Cardiff - the Welsh Capital

Cardiff is the capital city of Wales. It lies on the southeast coast of Wales on the Bristol Channel. Although Cardiff is not a metropolis (its current population is only about 300,000), it is an important administrative, commercial, cultural and industrial centre and port.

Cardiff has been the official capital of Wales since 1955. There has been a community here for hundreds of years, but it began to grow quickly and to become prosperous during the nineteenth and early twentieth centuries. This was the period when the coal, iron and steel industries were developing in South Wales, and Cardiff became major industrial town and an important port.

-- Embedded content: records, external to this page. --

Issue #927, opened 2020-05-21
Update confetti colors


mmbotelho:
### Problem

The confetti (group creation and when joining a group) still have the old GI colors.

<img width="723" alt="Captura de ecrã 2020-05-21, às 16 07 25" src="https://user-images.githubusercontent.com/22004566/82574206-a97dcd00-9b7e-11ea-9345-0b274be50251.png">

### Solution

Update the color values, both for the light and dark themes!

SebinSong:
@mmbotelho Hi Margarida,
Do you happen to have particular colorsets to use for each theme in mind?
(colors you want to apply to the confetti particle under each theme, also how do you want the gi logo to look?)

mmbotelho:
Hello @SebinSong ! Sorry it wasn't clear, my bad. 

The idea is to replace all the old colors with the new ones. I believe the change on your side should only be to use the css variables instead of hardcoded values? But I'm not sure, this is just a suggestion.

<img width="252" alt="Captura de ecrã 2020-06-08, às 10 13 17" src="https://user-images.githubusercontent.com/22004566/84013573-03e59e80-a971-11ea-813f-a881860215aa.png">

So, here's what should happen:
- **Old blue** - replace with **--primary_0**;
- **Old orange** - replace with **--warning_0**;
- **Old red** - replace with **--danger_0**;
- **Old green** - replace with **--success_0**;

The logo remains the same! Hope that's clearer now 😄

SebinSong:
@mmbotelho No it wasn't unclear at all. I was just wondering if you have particular colors in mind as the color expert of the project. 
Thanks for the detailed info. Since the svg is part of the html there in animation, I think it's absolutely possible to replace the color values with the the css variables. 
Let me start working on it soooon.

c.c @taoeffect

pieer:
Implemented by @SebinSong in #942

PR #942, opened 2020-06-11
Update confetti colors

SebinSong:
closes issue #927 

replacing raw color values with css-variables so it displays the **correct colors** under each theme.


sandrina-p (approved):
well done!

pieer (approved):

PR #2505, opened 2025-01-13
#2502 - Payment method max-char

### LINKED ISSUE #2502: Support BOLT12 Lightning invoices
### Problem

Bolt12 Lightning reusable payment request (BOLT12) invoices can be very long, for example at least 335 characters in my testing.

The problem is that the max characters that we allow for "Lightning" is 250 characters.

### Solution

I don't quite know what the maximum length is, so for now make it 1024 characters.

SebinSong:
closes #2502


taoeffect (approved):
Thx!

Issue #202, opened 2017-03-22
Roles & permissions


taoeffect:
### Problem

Some users will likely need to perform special functions for the group. It's likely that some of these functions should be restricted only to those users with the assigned role to perform them.

### Solution

Design a generic role + permissions system, where each user can be assigned a role that comes with certain permissions.

A "role" is a bundle of permissions.

A permission is a string that is internally interpreted by both the UI and the contracts as being allowed to perform certain actions.

Possibly useful stuff:

- https://github.com/leonardovilarinho/vue-acl

Silver-IT:
@taoeffect, @leihla. Seems like we need design for this.

SebinSong:
## Development Steps

**Figma link for the hypothetical UIs:** [here](https://www.figma.com/design/mxGadAHfkWH6qApebQvcdN/Group-Income-2.0?node-id=27350-54034&t=1gasEw69Na8Z0lET-0)

### Step 1. - Build 'Roles & Permissions' UI with dummy data ✅ 
Building **'Roles & Permissions'** section in **'Group Settings'** page, which will look something like below.
(NOTE: below is just an example design and the actual UI might look different from it.)

<img src='https://github.com/user-attachments/assets/b1d39393-3524-48b3-b320-9c1591ef3229' width='480'>

### Step 2. - Build 'Add Permissions' modal / Implement `group.js` action for it.  ✅ 
- Build 'Add Permissions' modal UIs
- Create a group contract action for adding permissions for a group member
- Display actual roles & permission details of group members in `GroupSettings.vue` (This table will only be exposed for a member who has been granted `view permissions` permission item.)

<img width="530" src="https://github.com/user-attachments/assets/e4791c25-b730-4d26-be27-724a2ee19d70" />

### Step 3. Build UIs / Implement 'Update Permissions' and 'Remove Permissions' ✅ 

- Build UIs / Implement front-end logics for 'Update Permissions' functionality

<img width="530"  src="https://github.com/user-attachments/assets/ada71330-3612-4a8b-8408-8cb0b1206215" />

- Build UIs / Implement front-end logics for 'Remove Permissions' functionality

<img width="530" src="https://github.com/user-attachments/assets/8411ca56-e3d9-4994-8f12-fad2dcfc8440" />

### Step 4. Conditionally enable features / functionalities based on permissions granted
- Eg. `Delete chatroom` functionality is only possible via members with `delete-channel` permission etc.

### Step 5. Write Cypress test suites for roles & permissions
[...]

PR #2507, opened 2025-01-14
#202 Step 1 - Add `Roles and permissions` section UI on GroupSettings page

SebinSong:
Step 1 of #202 Todo list: [here](https://github.com/okTurtles/group-income/issues/202#issuecomment-2567190831)

NOTE: This PR is UI implementation only. The data presented in the table are fake.

[ Desktop ]

[ Mobile ]


frontend/views/pages/GroupSettings.vue
```diff
@@ -80,6 +80,8 @@ page.c-page
           data-test='saveBtn'
         ) {{ L('Save changes') }}
 
+  roles-and-permissions
+
```
taoeffect, line 84: Can we have this section displayed only in development mode since it doesn't work and hide it in production?

taoeffect (changes requested):
Nice work @SebinSong! Preliminary review ready (I haven't had a chance to do an in-depth review today)

frontend/views/pages/GroupSettings.vue
SebinSong: Sure, updated in [here](https://github.com/okTurtles/group-income/pull/2507/commits/4eaec1e0432e4c0a3dec6b90f3d2b8cb7dada70a)

SebinSong:
Just made some additional updates:

- Better table structure for mobile size screen. (Combine 'user' and 'role' columns for smaller space)
- No need to expose 'See all' button when there is only one item to show.

frontend/model/contracts/shared/constants.js
```diff
@@ -59,6 +59,45 @@ export const STREAK_MISSED_PAYMENTS = 1
...
+  ADMIN: 'admin',
+  MODERATOR: 'moderator',
+  MODERATOR_DELEGATOR: 'moderator-delegator',
+  CUSTOM: 'custom'
+}
+
+export const GROUP_PERMISSIONS = {
+  VIEW_PERMISSIONS: 'view-permissions',
+  REMOVE_PERMISSIONS: 'remove-permissions',
+  DELEGATE_PERMISSIONS: 'delegate-permissions',
```
taoeffect: What is the idea as far as the difference between `REMOVE_PERMISSIONS` and `DELEGATE_PERMISSIONS`?

I think if you have the ability to give permissions (`DELEGATE_PERMISSIONS`), it should imply the ability to take them away (`REMOVE_PERMISSIONS`), what do you think?

frontend/model/contracts/shared/constants.js
```diff
@@ -59,6 +59,45 @@ export const STREAK_MISSED_PAYMENTS = 1
...
+  ],
+  MODERATOR_DELEGATOR: [
+    GP.VIEW_PERMISSIONS,
+    GP.REMOVE_MEMBER,
+    GP.REVOKE_INVITE,
+    GP.DELETE_CHANNEL
+  ],
+  MODERATOR: [
+    GP.VIEW_PERMISSIONS
+  ]
```
taoeffect: `MODERATOR` AND `MODERATOR_DELEGATOR` should have the same exact permissions, except that `MODERATOR_DELEGATOR` should have `GP.DELEGATE_PERMISSIONS`.

frontend/views/containers/group-settings/roles-and-permissions/PermissionActionMenu.vue
```diff
@@ -0,0 +1,84 @@
...
+        },
+        {
+          id: 'remove',
+          label: L('Remove'),
+          icon: 'trash-alt',
+          enabledFor: [GROUP_ROLES.ADMIN, GROUP_ROLES.MODERATOR_DELEGATOR]
+        }
+      ]
+
+      return list.filter(option => option.enabledFor.includes(this.role))
```
taoeffect: Instead of checking the roles here, we should be checking the permissions.

To be able to edit or remove permissions, you need both `DELEGATE_PERMISSIONS`, and then you can only edit permissions that you have.

By combining `DELEGATE_PERMISSIONS` and `REMOVE_PERMISSIONS`, we only need to check for `DELEGATE_PERMISSIONS`.

frontend/views/containers/group-settings/roles-and-permissions/RolesAndPermissions.vue
```diff
@@ -0,0 +1,163 @@
...
+    role: GROUP_ROLES.MODERATOR_DELEGATOR,
+    permissions: GROUP_PERMISSIONS_PRESET.MODERATOR_DELEGATOR
+  },
+  {
+    id: 'user-3',
+    username: 'Fake user 3',
+    role: GROUP_ROLES.MODERATOR,
+    permissions: GROUP_PERMISSIONS_PRESET.MODERATOR
+  }
+]
```
taoeffect: Can we see one for Custom too just to see what it looks like?

taoeffect (changes requested):
Great work @SebinSong!

Left a few comments and tested it, seems to work well on both desktop and mobile!

Can you also merge `master` since it's been a while?

frontend/views/containers/group-settings/roles-and-permissions/PermissionActionMenu.vue
SebinSong: Okay, will remove`REMOVE_PERMISSIONS` and use `DELEGATE_PERMISSIONS` everywhere.

SebinSong:
@taoeffect 

Updated the PR per your feedbacks.

### 1.
I removed `REMOVE_PERMISSIONS` as advised. (I think it's more clear to me now what `DELEGATE_PERMISSIONS` means). Also, as per below comment you left in the issue:

> However, it would not mean that the delegator could delegate the delegate-permission to others. Only the admin would be able to do this. In other words, if the admin granted me moderator (delegator) role, I would only be able to grant moderator permissions to others, but not moderator (delegator).

I created a `ASSIGN_DELEGATOR` permission entry and added it to `ADMIN` preset only.

### 2.
Added a dummy user for a custom role here:

taoeffect (approved):
Great work @SebinSong!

Today it is an attractive and interesting place to live in, with good communications, plenty of parks and a varied population which includes nearly 10,000 university and college students. Cardiff is a city of contrasts. The famous Cardiff Castle dating back to Roman times, stands alongside a modern shopping centre with many fashionable shops, excellent restaurants and hotels. The Castle, built in 1090, is the greatest tourist attraction.

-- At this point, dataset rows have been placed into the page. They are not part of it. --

PR #2509, opened 2025-01-15
#2506 - Fix the redirection bug on `Send Message` button.

### LINKED ISSUE #2506: Broken `Send message` button on sidebar
### Problem

Steps to reproduce:

1. Create a group
2. Join the group as a different user
3. Go back to the user used to create a group and visit the group dashboard
4. Find the user from step 2 on the sidebar, hover over the profile and click on 'Send message'
5. We stay in the dashboard
6. Click on send message a second time
7. We are sent to the DM page as expected

#### What should happen

Instead of staying on the dashboard (step 5), we should be redirected to the DM page

#### What's actually happening

The DM chatroom is created (can verified by visiting the `Chat` page after step 5 but before step 6), but we stay on the dashboard. This could be due to either events not firing properly or due to missing or broken event handlers.

### Solution

Identify the issue and fix it so that we're redirected to the DM page without needing a second interaction.

### LINKED ISSUE #2510: Vue tooltip error when clicking "Send message" in profile button
### Problem

To reproduce:

1. In the `#general` chatroom, u2 clicks on u1's icon and clicks "Send Message":

Screenshot 2025-01-14 at 7 23 06 PM
Screenshot 2025-01-14 at 7 22 34 PM
Screenshot 2025-01-14 at 7 22 26 PM

### Solution

Fix.

SebinSong:
closes #2506 
closes #2510 

The logic to handle redirection to the DM once it's successfully created was missing there. So added it as the fix.

### DIFF
--- a/frontend/views/components/ProfileCard.vue
+++ b/frontend/views/components/ProfileCard.vue
@@ -181,9 +181,9 @@ export default ({
     async sendMessage () {
       const chatRoomID = this.ourGroupDirectMessageFromUserIds(this.contractID)
       if (!chatRoomID) {
-        const freshDMChatRoomID = await this.createDirectMessage(this.contractID)
-        if (freshDMChatRoomID) {
-          this.redirect(freshDMChatRoomID)
+        const freshChatRoomID = await this.createDirectMessage(this.contractID)
+        if (freshChatRoomID) {
+          this.redirect(freshChatRoomID)
         }
       } else {
         if (!this.ourGroupDirectMessages[chatRoomID].visible) {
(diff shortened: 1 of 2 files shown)


frontend/views/components/ProfileCard.vue
```diff
@@ -176,12 +176,15 @@ export default ({
       )
     },
     toggleTooltip () {
-      this.$refs.tooltip.toggle()
+      this.$refs.tooltip?.toggle()
```
SebinSong, line 179: @taoeffect I actually was not able to reproduce this error you attached:

image

But looking at the error stack trace which points to `sendMessage()`, it appears that some actions there like `this.redirect(...)` causes the `Tooltip.vue` to be destroyed earlier than it gets to `this.toggleTooltip()`. That makes `this.$refs.tooltip` become `undefined`. So I made a fix for it here.

(But let me keep testing to see if I can actually reproduce it)

taoeffect (approved):
Nice!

Cardiff is also known for its beautiful parks covering hundreds of acres in the city. The major commercial buildings are found around Cathays Park. Cardiff has also one of the world's great Civil Centres including the Law Courts; the University College; the National Museum of Wales with an astonishing range of exhibits in natural science, archeology, botany, zoology and art; and the Welsh Industrial and Maritime Museum housing a collection of boats and railway vehicles. If you like music, there is the famous national concert hall, St David's Hall, or the New Theatre, which is the home of the Welsh Opera Company.

Visitors to Cardiff may also admire Llandaff Cathedral built in the late Gothic style, and the richly decorated building of City Hall.

Although Cardiff is not so exciting as London, it is still an attractive and interesting place to see.